### What to produce
Would you please repeat the data exactly as given?

____

PR #23, opened 2021-08-26
Add Drake C++ systems to drake_ros_viz package.

hidmic:
Spin off form #2. Built on top of #22.

To do:
- [x] Add tests for marker IDs when there are multiple markers using the same marker namespace. The IDs should be incremented for each instance.

---
This change is [Reviewable](https://reviewable.io/reviews/robotlocomotion/drake-ros/23)

PR #25, opened 2021-11-02
Add Hydroelastic Collision System

gbalke:
Builds off of #23. Adds hydroelastic collision visualization. The textures are not coming through on current rolling as 8.7.0 was released right before I added the textures. I can bump rviz maintainers to make a release soon if we want this in ASAP.

---
This change is [Reviewable](https://reviewable.io/reviews/robotlocomotion/drake-ros/25)


IanTheEngineer:
@gbalke can you retarget this PR at `develop` please?

gbalke:
To note, there is a big diff from bringing in [lodepng](https://github.com/lvandeve/lodepng) which does the raw bitmap to image conversion before transmission to ROS. It's a pretty big file but it is a copy/paste. I don't know how you handle 3rd party libraries so that might be a point of discussion.

gbalke:
To run the whole setup, I'm using my drake-ros docker image https://github.com/gbalke/docker-drake-ros2-opengl

After following setup instructions, make a ros workspace with drake-ros in it inside of the `dev` folder. Build this inside of the container bash environment. Next, run the following to bring up the visualizers:
```
# Run this from within the docker container. In this case, my colcon ws is in dev/ros2/
rviz2 rviz2 -d dev/ros2/src/drake-ros/drake_ros_viz/examples/hydroelastic_collisions/hydroelastic_collisions.rviz

# Run this from the drake-ros-docker project folder
./drake_viz.sh
```

Finally, source the built workspace from within the docker bash environment and run:
```
ros2 run drake_ros_viz hydroelastic_collisions
```

You should now see the following:
image

Texture color will be added with the next rviz release. This is what it looks like when compiling rviz from source (`ros2` branch):
image

gbalke:
@IanTheEngineer I'm updating my docker-drake-ros2-opengl repo to docker-ros2-opengl. I'm going to instead maintain branches with add-ins so the branch https://github.com/gbalke/docker-ros2-opengl/tree/ros2-drake will have the ros2-drake integration and the ros2 branch will just have ros2 (rolling). This way the work can be re-used for other integration projects.

PR #32, opened 2022-01-12
[POC] Add drake_ros_introspection package

hidmic:
This is a proof of concept of an introspection mechanism for Drake systems by exposing their data flows via ROS 2 interfaces. To do this, it constructs a `drake::systems::Simulator` monitor. At the moment, only input and output ports can be monitored using ROS 2 topics, but it can be readily extended to monitor system state.

---
This change is [Reviewable](https://reviewable.io/reviews/robotlocomotion/drake-ros/32)

### DIFF
--- a/drake_ros_introspection/include/drake_ros_introspection/predicates/declared_by.h
+++ b/drake_ros_introspection/include/drake_ros_introspection/predicates/declared_by.h
@@ -1,0 +1,104 @@
+// Copyright 2022 Open Source Robotics Foundation, Inc.
+//
+// Licensed under the Apache License, Version 2.0 (the "License");
+// you may not use this file except in compliance with the License.
+// You may obtain a copy of the License at
+//
+//     http://www.apache.org/licenses/LICENSE-2.0
+//
+// Unless required by applicable law or agreed to in writing, software
+// distributed under the License is distributed on an "AS IS" BASIS,
+// WITHOUT WARRANTIES OR CONDITIONS OF ANY KIND, either express or implied.
+// See the License for the specific language governing permissions and
+// limitations under the License.
+
+#pragma once
+
+#include <algorithm>
+#include <string>
+#include <utility>
+#include <vector>
+
+#include <drake/systems/framework/system_base.h>
+
+namespace drake_ros_introspection {
+namespace predicates {
+
+namespace internal {
+
+template <typename BaseT, typename T>
+bool isinstance(const T& value) {
+  return (dynamic_cast<const BaseT*>(&value) != nullptr);
+}
+
+template <typename BaseT, typename NextBaseT, typename... BasesT, typename T>
+bool isinstance(const T& value) {
+  return isinstance<BaseT>(value) || isinstance<NextBaseT, BasesT...>(value);
+}
+
+template <template <typename> class Base, template <typename> class... Bases>
+class IsTemplateInstanceOf {
+ public:
+  template <template <typename> class Class, typename... ArgsT>
+  bool operator()(const Class<ArgsT...>& instance) const {
+    return isinstance<Base<ArgsT...>, Bases<ArgsT...>...>(instance);
+  }
+};
+
+template <typename T>
+class IsOneOf {
+ public:
+  explicit IsOneOf(std::initializer_list<T*> instances)
+      : instances_(instances) {}
+
+  bool operator()(const T& instance) const {
+    auto it = std::find(instances_.begin(), instances_.end(), &instance);
+    return it != instances_.end();
+  }
+
+ private:
+  const std::vector<T*> instances_;
+};
+
+class SystemNameMatches {
+ public:
+  explicit SystemNameMatches(std::initializer_list<std::string> names)
+      : names_(names) {}
+
+  bool operator()(const drake::systems::SystemBase& instance) const {
+    auto it = std::find(names_.begin(), names_.end(), instance.get_name());
+    if (it == names_.end()) {
+      it =
+          std::find(names_.begin(), names_.end(), instance.GetSystemPathname());
+    }
+    return it != names_.end();
+  }
+
+ private:
+  std::vector<std::string> names_;
+};
+
+}  // namespace internal
+
+template <template <typename> class System,
+          template <typename> class... Systems>
+internal::IsTemplateInstanceOf<System, Systems...> DeclaredBy() {
+  return internal::IsTemplateInstanceOf<System, Systems...>{};
+}
+
+template <typename SystemT, typename... SystemsT>
+internal::IsOneOf<const drake::systems::SystemBase> DeclaredBy(
+    const SystemT* system, const SystemsT*... systems) {
+  return internal::IsOneOf<const drake::systems::SystemBase>{system,
+                                                             systems...};
+}
+
+template <typename NameT, typename... NamesT>
+internal::SystemNameMatches DeclaredBy(const NameT& name,
+                                       const NamesT&... names) {
+  return internal::SystemNameMatches{name, names...};
+}
+
+}  // namespace predicates
+
+}  // namespace drake_ros_introspection
--- a/drake_ros_introspection/include/drake_ros_introspection/probes/port_probe.h
+++ b/drake_ros_introspection/include/drake_ros_introspection/probes/port_probe.h
@@ -1,0 +1,90 @@
+// Copyright 2022 Open Source Robotics Foundation, Inc.
+//
+// Licensed under the Apache License, Version 2.0 (the "License");
+// you may not use this file except in compliance with the License.
+// You may obtain a copy of the License at
+//
+//     http://www.apache.org/licenses/LICENSE-2.0
+//
+// Unless required by applicable law or agreed to in writing, software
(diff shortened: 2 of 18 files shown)


hidmic:
@IanTheEngineer @sloretz I included an `introspection_demo` executable (for demonstration and manual testing), but it is still quite simple and doesn't fully exercise the library. I'll improve it next. In the meantime, PTAL!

____

### Response to the exercise
PR #23, opened 2021-08-26
Add Drake C++ systems to drake_ros_viz package.

hidmic:
Spin off form #2. Built on top of #22.

To do:
- [x] Add tests for marker IDs when there are multiple markers using the same marker namespace. The IDs should be incremented for each instance.

---
This change is [Reviewable](https://reviewable.io/reviews/robotlocomotion/drake-ros/23)

PR #25, opened 2021-11-02
Add Hydroelastic Collision System

gbalke:
Builds off of #23. Adds hydroelastic collision visualization. The textures are not coming through on current rolling as 8.7.0 was released right before I added the textures. I can bump rviz maintainers to make a release soon if we want this in ASAP.

---
This change is [Reviewable](https://reviewable.io/reviews/robotlocomotion/drake-ros/25)


IanTheEngineer:
@gbalke can you retarget this PR at `develop` please?

gbalke:
To note, there is a big diff from bringing in [lodepng](https://github.com/lvandeve/lodepng) which does the raw bitmap to image conversion before transmission to ROS. It's a pretty big file but it is a copy/paste. I don't know how you handle 3rd party libraries so that might be a point of discussion.

gbalke:
To run the whole setup, I'm using my drake-ros docker image https://github.com/gbalke/docker-drake-ros2-opengl

After following setup instructions, make a ros workspace with drake-ros in it inside of the `dev` folder. Build this inside of the container bash environment. Next, run the following to bring up the visualizers:
```
# Run this from within the docker container. In this case, my colcon ws is in dev/ros2/
rviz2 rviz2 -d dev/ros2/src/drake-ros/drake_ros_viz/examples/hydroelastic_collisions/hydroelastic_collisions.rviz

# Run this from the drake-ros-docker project folder
./drake_viz.sh
```

Finally, source the built workspace from within the docker bash environment and run:
```
ros2 run drake_ros_viz hydroelastic_collisions
```

You should now see the following:
image

Texture color will be added with the next rviz release. This is what it looks like when compiling rviz from source (`ros2` branch):
image

gbalke:
@IanTheEngineer I'm updating my docker-drake-ros2-opengl repo to docker-ros2-opengl. I'm going to instead maintain branches with add-ins so the branch https://github.com/gbalke/docker-ros2-opengl/tree/ros2-drake will have the ros2-drake integration and the ros2 branch will just have ros2 (rolling). This way the work can be re-used for other integration projects.

PR #32, opened 2022-01-12
[POC] Add drake_ros_introspection package

hidmic:
This is a proof of concept of an introspection mechanism for Drake systems by exposing their data flows via ROS 2 interfaces. To do this, it constructs a `drake::systems::Simulator` monitor. At the moment, only input and output ports can be monitored using ROS 2 topics, but it can be readily extended to monitor system state.

---
This change is [Reviewable](https://reviewable.io/reviews/robotlocomotion/drake-ros/32)

### DIFF
--- a/drake_ros_introspection/include/drake_ros_introspection/predicates/declared_by.h
+++ b/drake_ros_introspection/include/drake_ros_introspection/predicates/declared_by.h
@@ -1,0 +1,104 @@
+// Copyright 2022 Open Source Robotics Foundation, Inc.
+//
+// Licensed under the Apache License, Version 2.0 (the "License");
+// you may not use this file except in compliance with the License.
+// You may obtain a copy of the License at
+//
+//     http://www.apache.org/licenses/LICENSE-2.0
+//
+// Unless required by applicable law or agreed to in writing, software
+// distributed under the License is distributed on an "AS IS" BASIS,
+// WITHOUT WARRANTIES OR CONDITIONS OF ANY KIND, either express or implied.
+// See the License for the specific language governing permissions and
+// limitations under the License.
+
+#pragma once
+
+#include <algorithm>
+#include <string>
+#include <utility>
+#include <vector>
+
+#include <drake/systems/framework/system_base.h>
+
+namespace drake_ros_introspection {
+namespace predicates {
+
+namespace internal {
+
+template <typename BaseT, typename T>
+bool isinstance(const T& value) {
+  return (dynamic_cast<const BaseT*>(&value) != nullptr);
+}
+
+template <typename BaseT, typename NextBaseT, typename... BasesT, typename T>
+bool isinstance(const T& value) {
+  return isinstance<BaseT>(value) || isinstance<NextBaseT, BasesT...>(value);
+}
+
+template <template <typename> class Base, template <typename> class... Bases>
+class IsTemplateInstanceOf {
+ public:
+  template <template <typename> class Class, typename... ArgsT>
+  bool operator()(const Class<ArgsT...>& instance) const {
+    return isinstance<Base<ArgsT...>, Bases<ArgsT...>...>(instance);
+  }
+};
+
+template <typename T>
+class IsOneOf {
+ public:
+  explicit IsOneOf(std::initializer_list<T*> instances)
+      : instances_(instances) {}
+
+  bool operator()(const T& instance) const {
+    auto it = std::find(instances_.begin(), instances_.end(), &instance);
+    return it != instances_.end();
+  }
+
+ private:
+  const std::vector<T*> instances_;
+};
+
+class SystemNameMatches {
+ public:
+  explicit SystemNameMatches(std::initializer_list<std::string> names)
+      : names_(names) {}
+
+  bool operator()(const drake::systems::SystemBase& instance) const {
+    auto it = std::find(names_.begin(), names_.end(), instance.get_name());
+    if (it == names_.end()) {
+      it =
+          std::find(names_.begin(), names_.end(), instance.GetSystemPathname());
+    }
+    return it != names_.end();
+  }
+
+ private:
+  std::vector<std::string> names_;
+};
+
+}  // namespace internal
+
+template <template <typename> class System,
+          template <typename> class... Systems>
+internal::IsTemplateInstanceOf<System, Systems...> DeclaredBy() {
+  return internal::IsTemplateInstanceOf<System, Systems...>{};
+}
+
+template <typename SystemT, typename... SystemsT>
+internal::IsOneOf<const drake::systems::SystemBase> DeclaredBy(
+    const SystemT* system, const SystemsT*... systems) {
+  return internal::IsOneOf<const drake::systems::SystemBase>{system,
+                                                             systems...};
+}
+
+template <typename NameT, typename... NamesT>
+internal::SystemNameMatches DeclaredBy(const NameT& name,
+                                       const NamesT&... names) {
+  return internal::SystemNameMatches{name, names...};
+}
+
+}  // namespace predicates
+
+}  // namespace drake_ros_introspection
--- a/drake_ros_introspection/include/drake_ros_introspection/probes/port_probe.h
+++ b/drake_ros_introspection/include/drake_ros_introspection/probes/port_probe.h
@@ -1,0 +1,90 @@
+// Copyright 2022 Open Source Robotics Foundation, Inc.
+//
+// Licensed under the Apache License, Version 2.0 (the "License");
+// you may not use this file except in compliance with the License.
+// You may obtain a copy of the License at
+//
+//     http://www.apache.org/licenses/LICENSE-2.0
+//
+// Unless required by applicable law or agreed to in writing, software
(diff shortened: 2 of 18 files shown)


hidmic:
@IanTheEngineer @sloretz I included an `introspection_demo` executable (for demonstration and manual testing), but it is still quite simple and doesn't fully exercise the library. I'll improve it next. In the meantime, PTAL!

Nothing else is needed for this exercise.